Thursday, 9 January 2014

New Year's Plant Hunt - the results

Tim Rich has just finished collating Plant Hunt records from across Britain and Ireland - see his results here 
Sonchus asper seen by Diane in Ratby -
only S. oleraceus seen in the city
Image: D. Mattley

And the winners - not that this was a competition ;-) are (pause for drum-roll):

With 66 species each - it was a tie between Tim Rich's team in Cardiff and the fabulous VC55 team! Well done, everybody. Tim accepted 66 of our records - see note here as to his criteria for selection - and I should point out that he had far fewer people on his team in Cardiff than we did in Leicester. So Tim is the real winner, I think - most species per recorder per VC and he got us all out enjoying botany in mid-winter.

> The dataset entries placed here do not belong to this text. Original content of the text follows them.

PR #877, opened 2018-09-08
Fix behavior for stray opted out contacts

lperson:
This fixes a bug WFP encountered today.

[Full discussion here onward.]( https://progcode.slack.com/archives/C717R1DMZ/p1536424068000100)

### DIFF
--- a/src/components/AssignmentTexter.jsx
+++ b/src/components/AssignmentTexter.jsx
@@ -69,9 +69,13 @@ class AssignmentTexter extends React.Component {
     return this.state.currentContactIndex < this.contactCount() - 1
   }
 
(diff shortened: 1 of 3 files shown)


schuyler1d:
This issue is real, but should be fixed and superceded by this change:
https://github.com/MoveOnOrg/Spoke/pull/850/files#diff-bd86771e517cac3b787b7ee14ea16881R47
which fixes the root issue -- basically stopping the incongruence of advancing the index at the same time as reloading the contact list after doing an action (sending or opting out) which will remove the member from the contact list, and thus the contact list is 'off by 1' from the index increment's expectation.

Looking forward to next year's Plant Hunt, but first - a year of botany in VC55, kicking off with our meeting on 18th January in Hambleton, Rutland to look at cryptogams. Assemble at 12 noon as near as possible to Hambleton Church - parking on nearby road verge around grid ref SK 900 075. As always, contact me if any queries or if you need, or can offer, a lift from Leicester. A lift is also available from Sutton Bonington.

And again - well done, VC55!

Posted by Louise

We have set up a doodle to arrange car sharing: just indicate if you would like to come and leave a note if you can offer or need a lift. 

Posted by Uta

Friday, 3 January 2014

Tim Rich comments on recording naturalised plants.

Many thanks to Plant Hunt co-ordinator Tim Rich, who responded to our query about recording naturalised plants in Maggie's wildlife garden with this comment - cut and pasted verbatim:  

The herb garden in Maggie's wildlife garden, Knighton
Image: M. Frankum
"With all recording, you have to ask what does the information tell you.  Plants naturalising in a wildlife garden is not very surprising; if it was in my garden and I had planted it originally I wouldn't record them, or we would have lots of rare hawkweeds and extinct species like Bromus interruptus, Filago gallica etc recorded for Cardiff.

As records get copied, summarised and stripped of original details they are bound to get misinterpreted in the future as being naturalised.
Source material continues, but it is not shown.